Chairman of the Hanoi People’s Committee Nguyen Duc Chung said the capital has taken drastic actions to implement the Government’s administrative reform plan for 2016-2020 and local reform programmes, in the process meeting a number of criteria ahead of the deadlines set by the Government in Resolution No 30c/NQ-CP.
The city has established and publicised 1,717 internal processes for completing administrative procedures on the People’s Committee’s portal and at offices for receiving and handling procedures of departments and agencies and district- and communal-level people’s committees.
All administrative procedures within the remit of Hanoi’s agencies have been received and returned at their single-window units.
The city has simplified 481 administrative procedures, for savings to organisations and individuals of more than 91 billion VND (3.9 million USD) annually, cutting settlement time, and raising the rate of dossiers finished on schedule, according to Chung.

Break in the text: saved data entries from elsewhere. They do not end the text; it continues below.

PR #21930, opened 2026-06-01
Limit force-execution in search thread pool via configurable queue threshold

### LINKED ISSUE #19129: [Feature Request] Limit the force put on Search Queue

We recently saw an issue where the Search Queue size was set at `1000` but due to heavy usage of `_msearch` requests the queue size went upto `80_000` even after back-pressure kicking in and stopping requests.

This led us to investigate the cases in which the queue size can be increased beyond desired capacity from the code base.

The search queue is based on the `ResizableBlockingQueue` 

Starting with the method used for [force put into the queue here](https://github.com/opensearch-project/OpenSearch/blob/2.15.0/server/src/main/java/org/opensearch/common/util/concurrent/SizeBlockingQueue.java#L134)

This only happens from `OpenSearchAbortPolicy` if the execution of a [AbstractRunnable is rejected here](https://github.com/opensearch-project/OpenSearch/blob/2.15.0/server/src/main/java/org/opensearch/common/util/concurrent/OpenSearchAbortPolicy.java#L58) and it is eligible for forced execution. 

So, when can a Runnable be eligible for forced execution ? Multiple cases in OpenSearch Core as follows : 

### Indexing

- Acquiring Shard Operation Permit

Force execution is true for cases like [acquiring replica operation permit here](https://github.com/opensearch-project/OpenSearch/blob/main/server/src/main/java/org/opensearch/index/shard/IndexShard.java#L4560) There can be others but not recording them at the moment.

- Whenever the Refresh Interval changes either via the Cluster Default or for an Index via it's setting. 

The thread submitted to refresh engine [is eligible for forced execution](https://github.com/opensearch-project/OpenSearch/blob/main/server/src/main/java/org/opensearch/index/IndexService.java#L1261)

- Bulk Shard request execution on a primary 

When a BulkShardRequest is rejected from the thread pool [then the outstanding request is force executed](https://github.com/opensearch-project/OpenSearch/blob/main/server/src/main/java/org/opensearch/action/bulk/TransportShardBulkAction.java#L517)

There are other instances like while [processing bulk index ingestion request](https://github.com/opensearch-project/OpenSearch/blob/main/server/src/main/java/org/opensearch/action/bulk/TransportBulkAction.java#L1012) AND during [shard operation on Replica here](https://github.com/opensearch-project/OpenSearch/blob/main/server/src/main/java/org/opensearch/action/support/replication/TransportWriteAction.java#L314)

### Discovery 

When a new peer is found it updates the Found Peers [by force put to Generic Thread Pool ](https://github.com/opensearch-project/OpenSearch/blob/main/server/src/main/java/org/opensearch/discovery/PeerFinder.java#L334) Unsure if peer means only other cluster manager's or any node in the cluster. 

### Search

AbstractAsyncSearchAction is used to force put into the queue when [we execute search related tasks by forking here](https://github.com/opensearch-project/OpenSearch/blob/main/server/src/main/java/org/opensearch/action/search/AbstractSearchAsyncAction.java#L410)

This can be triggered from different cases : 

1.  When all shards have been tried for execution, a `NoShardAvailableActionException` is thrown here by [forking with a runnable here](https://github.com/opensearch-project/OpenSearch/blob/main/server/src/main/java/org/opensearch/action/search/AbstractSearchAsyncAction.java#L290)

2.  After a search phase completes or fails on a Shard OR there is an exception connecting to node containing the target shard, the next phase is [handled by forking here](https://github.com/opensearch-project/OpenSearch/blame/main/server/src/main/java/org/opensearch/action/search/AbstractSearchAsyncAction.java#L911) if and only if : 
         -   `max_concurrent_shard_requests` is less than the eligible shards for the request. 
         -    The response was received ( via callback ) on the same thread that submitted the request.  

All the nodes were consistently experiencing high CPU and GC pauses which would have led to increase in the queue size by force put due to point 2 in search.

Logs that indicate that queue really reached the size mentioned

```
Caused by: OpenSearchException[rejected execution of org.opensearch.common.util.concurrent.TimedRunnable@66c5f204 on 
QueueResizingOpenSearchThreadPoolExecutor[name = <NodeIdHere>/search, queue capacity = 1000, min queue 
capacity = 1000, max queue capacity = 1000, frame size = 2000, targeted response rate = 1s, task execution EWMA = 1.4s, adjustment amount 
= 50, org.opensearch.common.util.concurrent.QueueResizingOpenSearchThreadPoolExecutor@ce5417f[Running, pool size = 13, active threads 
= 13, queued tasks = 80692, completed tasks = 879184]]]; nested: OpenSearchRejectedExecutionException[rejected execution of 
org.opensearch.common.util.concurrent.TimedRunnable@66c5f204 on QueueResizingOpenSearchThreadPoolExecutor[name = 
a21da74cd90d08042953e1145adbaea3/search, queue capacity = 1000, min queue capacity = 1000, max queue capacity = 1000, frame size = 
2000, targeted response rate = 1s, task execution EWMA = 1.4s, adjustment amount = 50, 
org.opensearch.common.util.concurrent.QueueResizingOpenSearchThreadPoolExecutor@ce5417f[Running, pool size = 13, active threads = 13, 
queued tasks = 80692, completed tasks = 879184]]];
```

In such cases, an end user is forced to restart nodes or wait for the queue to clear up. 

Proposal is to put some limit on the SizeBlockingQueue only for Search ThreadPool in case for forcePut to account for `_msearch` requests so that such cases can be avoided by early rejecting the query.

### Related component

Search:Resiliency

_No response_

### Additional context

_No response_

pado0:
### Description
`AbstractSearchAsyncAction.fork()` unconditionally set `isForceExecution() = true`,
bypassing the search thread pool's queue capacity limit on every shard task.

Under heavy `_msearch` load, this allows unbounded queue growth (observed: 80,000+
vs. configured 1,000), effectively disabling the backpressure that
`OpenSearchThreadPoolExecutor` is designed to provide.

This PR introduces a dynamic cluster setting that gives operators control over when
force-execution is applied:

- **`search.force_execution_queue_threshold`** (default: `-1`, minimum: `-1`)
  - `-1` — always force-execute (preserves existing behavior, backward-compatible)
  - `N ≥ 0` — force-execute only when queue size `< N`;
    reject via `onRejection()` when queue size `≥ N`

The threshold check is scoped to `OpenSearchThreadPoolExecutor` only.
Any other `Executor` implementation retains unconditional force-execution.

### Approach
This PR implements **Option 2** from the issue discussion — keeping existing
`forcePut` semantics intact for all other subsystems (indexing, discovery,
refresh), while giving operators a configurable threshold specific to the
search execution path.
https://github.com/opensearch-project/OpenSearch/issues/19129#issuecomment-3555944694

The restriction is applied at `AbstractSearchAsyncAction.fork()` rather than
at the `SizeBlockingQueue` level, which keeps the change minimal and avoids
unintended side effects on non-search thread pools.

As the design direction has not yet been finalized in the issue discussion, this PR is opened to make the proposal more concrete and invite early feedback. Happy to adjust the approach based on maintainer input.

### Backward Compatibility
Default value is `-1`, which preserves unconditional force-execute behavior.
No behavior change unless the operator explicitly configures the threshold.

### Related Issues
Resolves #19129

### Check List


pado0:
Tested in local with script https://github.com/pado0/test-scripts/blob/main/opensearch/pr-21930-force-put-reproduce.py

Just to clarify the intended behavior: this threshold is a best-effort guardrail, not a strict hard limit. Since the queue size is checked before the task is submitted, concurrent submissions may temporarily push the queue above the configured threshold. The goal here is to prevent unbounded queue growth from unconditional force execution rather than guarantee an exact queue size cap.

1. set force_execution_queue_threshold: 1500 (queue size doesn't exceed 1500)
image

2. set force_execution_queue_threshold: -1
image

image

pado0:
Hi, @sandeshkr419 I was assigned this issue quite a while ago, and I've finally gotten around to opening a PR. I'd really appreciate it if you could take a look when you have some time. Thanks!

In the first quarter of 2020, relevant agencies handled 1.87 million dossiers, over 99.8 percent of which were resolved on schedule. More public services have been provided online at Level-3 and Level-4 – the highest levels.
The settlement of administrative procedures and the provision of public services at all levels in Hanoi have been carried out via the city’s online single-window system and the specialised information systems of the educational and health sectors, Chung said.

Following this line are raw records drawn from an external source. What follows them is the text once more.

PR #21932, opened 2026-06-01
Fix array_length return type mismatch

vinaykpud:
## Description

Calcite types `array_length` as `INTEGER` (i32), but DataFusion's UDF returns `BIGINT` (i64). On a single shard the disagreement is invisible. On a multi-shard plan, the cross-fragment schema check sees `Int32 ≠ Int64` and fails the query with HTTP 500.

```
ArrayFunctionIT > testArrayLength FAILED
  Substrait error: Field 'len' has different type (Int32) than table schema (Int64)
```

## Fix

Mirror the `IntegerRoundingCastAdapter` pattern from #21914. New adapter `IntegerReturnWideningCastAdapter` rewrites:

Under the Prime Minister’s direction, the capital has connected 48 online public services with the National Public Service Portal, he noted, adding that it is striving to provide another 200 services via the portal by the end of June.
Authorities are pressing on with communications activities to raise public awareness, he went on, assisting residents in certain areas to use public services and sending civil servants and volunteers to provide advice on Level-3 and Level-4 online public services.

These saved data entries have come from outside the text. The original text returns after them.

PR #21935, opened 2026-06-02
[Analytics Engine] Add limit on max shards per query for alias, index patterns, multi index queries

mch2:
### Description
This adds a hard cap on the amount of shards that can be queried for alias, index pattern, and multi-index queries.  This is a temp work around in the absence of can-match phase.

This also makes pendingExecutions max per node queries a dynamic setting.

### Related Issues

### Check List


sandbox/plugins/analytics-engine/src/main/java/org/opensearch/analytics/planner/dag/ShardTargetResolver.java
```diff
@@ -39,16 +42,22 @@ public class ShardTargetResolver extends TargetResolver {
...
+        this.maxShardsPerQuery = clusterService.getClusterSettings().get(AnalyticsQuerySettings.MAX_SHARDS_PER_QUERY);
         if (this.indexName == null) {
             throw new IllegalArgumentException("ShardTargetResolver: no OpenSearchTableScan found in fragment");
         }
     }
 
+    public void setMaxShardsPerQuery(int maxShardsPerQuery) {
+        this.maxShardsPerQuery = maxShardsPerQuery;
+    }
+
```
Bukhtawar: We need to wire in settings update consumer?

sandbox/plugins/analytics-engine/src/main/java/org/opensearch/analytics/planner/dag/ShardTargetResolver.java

In particular, they are providing instructions for Level-3 and Level-4 online public services for high school students, thereby creating a prerequisite for developing e-citizens and a smart city, Chung noted.
The capital surveyed people and businesses’ satisfaction levels with public service provision at 22 city departments and sectors and 30 district-level localities, along with their satisfaction with clean water supply, environmental hygiene, education, and healthcare services.
District-level localities have also organised independent polls to assess satisfaction among the local populace and enterprises with local units that receive administrative procedures and determine outcomes, he added.
The PAR Index and the Satisfaction Index of Public Administration Services (SIPAS) were released at a teleconference on May 19.
The State Bank of Vietnam (SBV) ranked first in the PAR Index 2019 - the fifth consecutive time the central bank has led ministries and ministerial-level agencies in the rankings.
The northern province of Quang Ninh, meanwhile, topped cities and provinces nationwide in the PAR Index rankings for the third straight time.
With regard to SIPAS, 84.45 percent of respondent people and organisations were satisfied with State administrative agencies’ performance, up nearly 1.5 percent against 2018 and nearly 2.3 percent against 2017.
Of the three administrative levels, the district level received the highest satisfaction rate (85.53 percent) while the provincial level received the lowest (83.35 percent).
Among the 16 service sectors, transport secured the most satisfaction from people and organisations (88.45 percent), while the land and environment sector was at the bottom (79.06 percent).
The SIPAS among the 63 cities and provinces ranged from 73.81 to 95.26 percent, with 41 of them posting higher indexes./.